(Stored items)
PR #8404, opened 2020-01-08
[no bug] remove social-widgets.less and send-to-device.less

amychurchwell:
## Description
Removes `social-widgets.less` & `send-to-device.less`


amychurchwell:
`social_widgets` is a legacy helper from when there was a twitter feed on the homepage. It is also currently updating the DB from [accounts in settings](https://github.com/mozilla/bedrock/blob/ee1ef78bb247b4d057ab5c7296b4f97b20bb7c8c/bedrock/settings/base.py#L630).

--

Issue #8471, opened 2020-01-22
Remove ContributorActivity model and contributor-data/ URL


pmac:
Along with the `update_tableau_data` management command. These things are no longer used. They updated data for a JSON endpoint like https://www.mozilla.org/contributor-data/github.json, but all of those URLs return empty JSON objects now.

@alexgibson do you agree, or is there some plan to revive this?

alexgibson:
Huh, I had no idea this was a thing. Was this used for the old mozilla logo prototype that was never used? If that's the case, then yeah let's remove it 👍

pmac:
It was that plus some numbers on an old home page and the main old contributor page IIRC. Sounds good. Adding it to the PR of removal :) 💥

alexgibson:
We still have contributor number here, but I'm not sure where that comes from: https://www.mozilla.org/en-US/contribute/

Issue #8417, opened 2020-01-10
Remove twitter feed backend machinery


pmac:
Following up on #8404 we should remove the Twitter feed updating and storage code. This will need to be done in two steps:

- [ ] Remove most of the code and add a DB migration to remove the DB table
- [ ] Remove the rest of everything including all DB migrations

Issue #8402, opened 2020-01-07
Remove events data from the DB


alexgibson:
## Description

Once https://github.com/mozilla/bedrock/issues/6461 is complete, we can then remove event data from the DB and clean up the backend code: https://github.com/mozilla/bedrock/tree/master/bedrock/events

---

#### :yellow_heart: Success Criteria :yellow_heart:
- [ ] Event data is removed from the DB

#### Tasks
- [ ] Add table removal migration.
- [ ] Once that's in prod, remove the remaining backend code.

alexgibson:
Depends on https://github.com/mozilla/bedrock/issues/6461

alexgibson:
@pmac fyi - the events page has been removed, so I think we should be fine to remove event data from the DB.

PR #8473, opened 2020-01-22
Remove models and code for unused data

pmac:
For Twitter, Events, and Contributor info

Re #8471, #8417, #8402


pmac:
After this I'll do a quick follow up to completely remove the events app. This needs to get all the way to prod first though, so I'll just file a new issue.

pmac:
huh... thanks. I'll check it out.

==

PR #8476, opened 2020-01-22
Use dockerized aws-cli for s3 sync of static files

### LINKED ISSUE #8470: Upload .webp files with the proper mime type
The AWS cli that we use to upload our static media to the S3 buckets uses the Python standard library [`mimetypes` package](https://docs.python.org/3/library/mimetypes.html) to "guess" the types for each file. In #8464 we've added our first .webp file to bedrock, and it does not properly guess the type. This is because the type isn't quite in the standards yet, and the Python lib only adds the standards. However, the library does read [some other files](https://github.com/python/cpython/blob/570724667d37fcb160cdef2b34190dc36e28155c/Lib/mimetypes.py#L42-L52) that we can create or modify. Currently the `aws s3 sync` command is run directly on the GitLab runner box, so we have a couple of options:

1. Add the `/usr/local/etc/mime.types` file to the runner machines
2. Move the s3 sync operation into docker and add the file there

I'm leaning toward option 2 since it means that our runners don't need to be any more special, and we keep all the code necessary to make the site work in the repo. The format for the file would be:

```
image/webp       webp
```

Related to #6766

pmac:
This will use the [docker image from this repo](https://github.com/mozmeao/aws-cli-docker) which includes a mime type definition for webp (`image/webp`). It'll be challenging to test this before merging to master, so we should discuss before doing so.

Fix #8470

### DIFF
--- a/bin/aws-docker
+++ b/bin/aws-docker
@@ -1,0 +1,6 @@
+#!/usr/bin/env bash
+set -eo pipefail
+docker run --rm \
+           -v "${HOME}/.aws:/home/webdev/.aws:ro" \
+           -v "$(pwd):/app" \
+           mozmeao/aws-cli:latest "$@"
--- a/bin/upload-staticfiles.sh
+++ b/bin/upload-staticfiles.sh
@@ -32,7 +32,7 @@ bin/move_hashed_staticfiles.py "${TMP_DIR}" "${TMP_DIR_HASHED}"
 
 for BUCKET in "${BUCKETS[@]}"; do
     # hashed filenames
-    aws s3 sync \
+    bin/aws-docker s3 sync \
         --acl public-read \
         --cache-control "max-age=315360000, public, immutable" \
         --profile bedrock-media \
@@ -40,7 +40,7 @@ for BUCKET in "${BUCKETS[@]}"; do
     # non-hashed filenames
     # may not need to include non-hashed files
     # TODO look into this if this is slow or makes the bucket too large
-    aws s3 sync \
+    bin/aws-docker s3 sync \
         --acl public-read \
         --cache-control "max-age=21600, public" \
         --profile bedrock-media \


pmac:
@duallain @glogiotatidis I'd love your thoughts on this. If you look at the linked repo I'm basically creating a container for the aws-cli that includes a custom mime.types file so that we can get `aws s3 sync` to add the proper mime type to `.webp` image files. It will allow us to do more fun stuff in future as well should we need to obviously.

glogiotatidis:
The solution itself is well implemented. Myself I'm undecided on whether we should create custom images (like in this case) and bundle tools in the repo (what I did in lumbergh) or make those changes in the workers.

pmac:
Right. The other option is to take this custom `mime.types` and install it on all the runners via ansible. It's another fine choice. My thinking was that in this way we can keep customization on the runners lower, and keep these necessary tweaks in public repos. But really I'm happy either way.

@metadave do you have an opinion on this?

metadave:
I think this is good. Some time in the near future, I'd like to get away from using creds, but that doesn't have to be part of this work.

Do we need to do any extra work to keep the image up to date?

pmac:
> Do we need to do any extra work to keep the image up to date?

▸ **PROBLEM STATEMENT**: Output the lines above exactly, but only those between the line holding "PR #8404, opened 2020-01-08" and the line holding "is a legacy", inclusive.

▸ **EXPECTED ANSWER**:
PR #8404, opened 2020-01-08
[no bug] remove social-widgets.less and send-to-device.less

amychurchwell:
## Description
Removes `social-widgets.less` & `send-to-device.less`


amychurchwell:
`social_widgets` is a legacy helper from when there was a twitter feed on the homepage. It is also currently updating the DB from [accounts in settings](https://github.com/mozilla/bedrock/blob/ee1ef78bb247b4d057ab5c7296b4f97b20bb7c8c/bedrock/settings/base.py#L630).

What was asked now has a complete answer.